- Task item
Retrieve each line that contains the word "review" from the entries below.

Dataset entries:
..........

PR #7441, opened 2021-11-30
Removed exceptions in SerialPort.IsOpen docs

reijerh:
Removed the two exceptions in the docs for property `System.IO.Ports.SerialPort.IsOpen`, as it's a get-only property (the exceptions talk about passing a value).


adamsitnik (approved):
LGTM, thank you for improving the docs @reijerh !

PR #7449, opened 2021-12-02
Default has been changed to 1 minute.

ManickaP:
https://github.com/dotnet/runtime/pull/52687 follow up

### DIFF
--- a/xml/System.Net.Http/SocketsHttpHandler.xml
+++ b/xml/System.Net.Http/SocketsHttpHandler.xml
@@ -684,7 +684,7 @@ For example, if the value is 64, then 65,536 bytes are allowed for the maximum r
       </ReturnValue>
       <Docs>
         <summary>Gets or sets how long a connection can be idle in the pool to be considered reusable.</summary>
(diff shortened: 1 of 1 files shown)


karelz (approved):
I would suggest to switch the order and start with latest .NET version.

xml/System.Net.Http/SocketsHttpHandler.xml
```diff
@@ -684,7 +684,7 @@ For example, if the value is 64, then 65,536 bytes are allowed for the maximum r
       </ReturnValue>
       <Docs>
         <summary>Gets or sets how long a connection can be idle in the pool to be considered reusable.</summary>
-        <value>The maximum idle time for a connection in the pool. The default value for this property is 2 minutes.</value>
+        <value>The maximum idle time for a connection in the pool. The default value for this property is 2 minutes in .NET Core and .NET 5; from .NET 6 on, the default value is 1 minute.</value>
```
karelz, line 687:
```suggestion
        <value>The maximum idle time for a connection in the pool. The default value for this property is 1 minute in .NET 6 and later versions; the default value is 2 minutes in .NET Core and .NET 5</value>
```

karelz (approved):
I would suggest to switch the order and start with latest .NET version.

PR #7450, opened 2021-12-02
BeginReceive --> BeginSendTo in remarks for EndSendTo

Regelink:
## Summary

Replaced in the remarks for System.Net.Sockets.Socket.EndSendTo: "... is called by the system after BeginReceive returns" with "... is called by the system after BeginSendTo returns"


antonfirsov (approved):
Thanks! 👍

scalablecory (approved):

PR #7457, opened 2021-12-05
System.Web: Demote .NET Framework

yecril71pl:
## Summary

The description for the namespace was carried over from version 4.8 but the mentioned items do not exist any more.


gewarren (dismissed):
This namespace description is not versioned, so it's shared with all versions. For that reason, I think we should keep the old info, but add something about the differences between .NET Framework versions and .NET 5+ (Core) versions.

https://docs.microsoft.com/en-us/dotnet/api/system.web?view=netframework-4.8

gewarren (approved):

PR #7466, opened 2021-12-08
Fix Type.Namespace remarks

### LINKED ISSUE #7340: `Type.Namespace` property doesn't seem to ever return null if instance represents a generic parameter
Documentation of [`Type.Namespace` property](https://docs.microsoft.com/en-us/dotnet/api/system.type.namespace?view=net-5.0#remarks) states:

> If the current Type represents a constructed generic type, this property returns the 
namespace that contains the generic type definition. Similarly, **if the current Type represents a generic parameter T** this property returns the namespace that contains the generic type definition that defines T.
>
> **If the current Type object represents a generic parameter**, this property returns null.

Initially I raised this issue on StackOverflow [here](https://stackoverflow.com/questions/69786564/when-does-type-namespace-return-null-if-instance-represents-a-generic-parameter). This post [answer](https://stackoverflow.com/a/69786923/2304432) and [comment](https://stackoverflow.com/questions/69786564/when-does-type-namespace-return-null-if-instance-represents-a-generic-parameter#comment123356287_69786923) strenghtened my believe this might be an issue in documentation.

The code that demonstrates the cases where .NET framework (.NET 5.0) itself says a type is generic parameter via `Type.IsGenericParameter property`, but actually returns a namespace:

```
using System;

namespace TypeDemo
{
    internal static class Program
    {
        public static void Main()
        {
            Console.WriteLine(typeof(Foo.C<>).GetGenericArguments()[0].IsGenericParameter);
            Console.WriteLine(typeof(Foo.C<>).GetGenericArguments()[0].Namespace);
            Console.WriteLine(typeof(Foo.C).GetMethod("Foo").GetGenericArguments()[0].IsGenericParameter);
            Console.WriteLine(typeof(Foo.C).GetMethod("Foo").GetGenericArguments()[0].Namespace);
        }
    }
}

namespace Foo
{
    class C<T>
    {
        public void Foo()
        {
        }
    }

    class C
    {
        public void Foo<T>()
        {
        }
    }
}
```

The statements in bold from cited documentation seem to contradict each other, and I think the second one in bold is not correct. Or I got it wrong and is there actually a case when `Type.Namespace` returns null if `Type` object represents a generic parameter?

MSDN-WhiteKnight:
Fix conditions when property returns null

@buyaa-n for review

Fixes #7340

### DIFF
--- a/xml/System/Type.xml
+++ b/xml/System/Type.xml
@@ -15587,7 +15587,7 @@ If the value of this property is `true` for an array type, it can be used to cre
   
  If the current <xref:System.Type> represents a constructed generic type, this property returns the namespace that contains the generic type definition. Similarly, if the current <xref:System.Type> represents a generic parameter `T`, this property returns the namespace that contains the generic type definition that defines `T`.  
   
- If the current <xref:System.Type> object represents a generic parameter and a generic type definition is not available, such as for a signature type returned by <xref:System.Type.MakeGenericMethodParameter%2A> method, this property returns `null`.
+ If the current <xref:System.Type> object represents a generic parameter and a generic type definition is not available, such as for a signature type returned by <xref:System.Type.MakeGenericMethodParameter%2A>, this property returns `null`.
   
    
   


buyaa-n (approved):
LGTM, thank you @MSDN-WhiteKnight!

xml/System/Type.xml
```diff
@@ -15587,7 +15587,7 @@ If the value of this property is `true` for an array type, it can be used to cre
   
  If the current <xref:System.Type> represents a constructed generic type, this property returns the namespace that contains the generic type definition. Similarly, if the current <xref:System.Type> represents a generic parameter `T`, this property returns the namespace that contains the generic type definition that defines `T`.  
   
- If the current <xref:System.Type> object represents a generic parameter, this property returns `null`.  
+ If the current <xref:System.Type> object represents a generic parameter and a generic type definition is not available, such as for a signature type returned by <xref:System.Type.MakeGenericMethodParameter%2A> method, this property returns `null`.
```
gewarren, line 15590:
```suggestion
 If the current <xref:System.Type> object represents a generic parameter and a generic type definition is not available, such as for a signature type returned by <xref:System.Type.MakeGenericMethodParameter%2A>, this property returns `null`.
```

PR #7476, opened 2021-12-09
Remove version-dependant marker for ArgumentException thrown by Copy methods

miloszkukla:
The code for .NET 6: https://source.dot.net/#System.Private.CoreLib/File.cs,57 indicates that ArgumentException will be thrown for zero-lenght strings so the information seems to be invalid. Other methods in this class also contain this information but I didn't check whether it's a case for them.


adamsitnik (approved):
LGTM, thank you @miloszkukla !

PR #961, opened 2026-07-23
Cover the legacy active-config fallback in dedicated addon rotation

phinze:
Evan flagged on #953 that our dedicated rotation tests never exercised the legacy fallback. Dedicated Postgres and MySQL read the app's username and database off the association attrs, but associations predating those attrs fall back to the app's active ConfigVersion, and the integration tests always populate the attrs so they take the fast path every time. I promised a follow-up covering both engines, and this is it.

Each engine gets one end-to-end case for the legacy shape: provision a real dedicated server, then build an association with the attrs stripped but pointing at a real app whose active config carries the connection vars. That forces the fallback. The test rotates and checks both halves, that user and database resolve from the active config (only possible via the fallback), and that the rotation still lands at the wire with the new credential authenticating and the old one rejected.

Follows up on #953. Part of MIR-1355.

### DIFF
--- a/pkg/addon/mysql/rotate_integration_test.go
+++ b/pkg/addon/mysql/rotate_integration_test.go
@@ -13,6 +13,7 @@ import (
 	"github.com/stretchr/testify/require"
 
 	"miren.dev/runtime/api/addon/addon_v1alpha"
+	"miren.dev/runtime/api/core/core_v1alpha"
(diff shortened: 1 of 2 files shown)


phinze:
@coderabbitai review

evanphx (approved):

..........

- Solution below
@buyaa-n for review
@coderabbitai review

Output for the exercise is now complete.